Research has shown that a combination of medical treatments and behavioral counseling improves the likelihood of successfully quitting.

These interventions take time and planning. You also need time to consider and prepare other support, tools and strategies. Your preparations may include the following:

  • Ask your doctor about medications. Treatments that can lessen cravings include nicotine replacement skin patch, lozenges, gum, inhalers or nasal sprays. These treatments begin on your quit day. Other non-nicotine medication can help reduce nicotine withdrawal symptoms by mimicking how nicotine functions in your body. Treatment with these drugs, such as bupropion (Zyban) and varenicline (Chantix), should begin one to two weeks before your quit day.
  • Find a support program. Individual, group or telephone counseling can provide you with needed support and help you develop coping skills. Your doctor may refer you to local resources or support groups. To reach the National Cancer Institute's telephone quit line, call 877-44U-QUIT (877-448-7848). To find your state's quit line, call 800-QUIT-NOW (800-784-8669).
  • Identify online tools and apps. Online tools for creating and implementing a quit plan are available from the National Cancer Institute (http://www.smokefree.gov/build-your-quit-plan) and the Truth Initiative (http://www.becomeanex.org). These programs provide chat services, text messaging or apps for mobile devices to provide support and coping strategies. These and other mobile phone-based services appear to increase smoking cessation success.
  • List your smoking triggers and habits. Make a list of your common triggers for smoking or your typical daily smoking habits. Do you smoke when you're stressed? Do you always smoke after a meal? Do you smoke during work breaks? Identifying patterns can help you determine when you will most likely need support or some kind of distraction.
  • Tell people. Let family, friends and co-workers know about your quit day. Make them your allies. They can provide moral support. You can ask them to check in with you, help plan activities to get your mind off smoking and be patient with your changes in mood. Ask friends who smoke not to smoke around you or offer you a cigarette.
  • Clean house. Rid your home, car, office and other places of your past smoking supplies, including cigarettes, lighters, matches and ashtrays. Wash coats and other clothing items that may have lingering smells of tobacco. Clean upholstered furniture or curtains.
  • Stock up on substitutes. Have on hand items that you can substitute for the cigarette you're used to having in your mouth, such as sugarless gum, hard candy, straws, cinnamon sticks or carrot sticks. You can also find items to keep your hands busy, such as a squeeze ball. Keep these substitutes where you would normally leave your cigarettes or ashtray.
  • Schedule a dental cleaning. Have your teeth cleaned to remove nicotine stains. The fresh start on your teeth may be a motivation not to smoke.
  • Reflect. If you've tried to quit smoking before, but took it up again, think about what challenges you faced and why you started again. What worked and what didn't? Think about what you can do differently this time.

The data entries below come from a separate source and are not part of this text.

PR #1165, opened 2023-11-20
chore: run melos bootstrap from a clean state

Leptopoda:
Ever since `neon_lints` and now with `neon_dashboard` the overrides weren't sorted alphabetically anymore.
This means running `melos bs` on a fresh clone (or after a `melos clean`) would generate a diff. This is really annoying as I regularly run into this.

Looks like it also cleans up a leftover transitive dependency that still had a registered  plugin.

### DIFF
--- a/packages/app/pubspec_overrides.yaml
+++ b/packages/app/pubspec_overrides.yaml
@@ -1,4 +1,4 @@
-# melos_managed_dependency_overrides: dynamite_runtime,file_icons,neon,neon_files,neon_news,neon_notes,neon_notifications,nextcloud,sort_box,neon_lints,neon_dashboard
+# melos_managed_dependency_overrides: dynamite_runtime,file_icons,neon,neon_dashboard,neon_files,neon_lints,neon_news,neon_notes,neon_notifications,nextcloud,sort_box
 dependency_overrides:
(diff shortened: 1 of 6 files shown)


provokateurin:
Can we somehow add it as a hook before running it so we always get a clean state?

Leptopoda:
I don't always want to run `melos clean` as this will also prune the build cache making development slow.
If you want we can add a separate command but I don't think `melos run clean_bs` is any shorter than `melos clan && melos bs`.

The only reasonable thing I can think about is running `melos clean` in our setup script so updating flutter also cleans all caches.

provokateurin:
I rather thought about only removing the pubspec_overrides.yaml files

Leptopoda:
I don't plan on adding this.
Let's get this merged and if you find value in this functionality go ahead and open a PR. We could also test this in Ci if you really wan.

Leptopoda:
Ok I must have had some issues with my pub cache.
After running `dart pub cache repair` (for something unrelated) I can not reproduce the plugin thing anymore.
The diffs in the overrides still remain.

provokateurin:
Yeah it didn't look correct to me

provokateurin (approved):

Getting through your quit day can be emotionally and physically challenging, especially if strong tobacco cravings strike. Try these tips to help manage your quit day:

  • Don't smoke, not even "just one."
  • Use nicotine replacement therapy if you've chosen that method.
  • If you are having strong cravings and withdrawal despite using medication, talk to your doctor about adjusting the medication plan to better control these symptoms.
  • Remind yourself of your reasons to stop smoking.
  • Drink plenty of water or juice.
  • Keep physically active.
  • Avoid situations and people that trigger your urge to smoke.
  • Attend a support group, counseling session or stop-smoking class.
  • Practice stress management and relaxation techniques.
  • Keep your hands busy with your cigarette substitutes or an activity, such as writing or knitting.
  • Keep your mind distracted when necessary with a book or crossword puzzle.

With a quit-smoking plan to guide you, you'll have resources you can lean on when you quit smoking. The more resources you have in place — support groups, nicotine replacement, medications, coaching, your doctor's advice — the more likely you are to quit your smoking habit for good.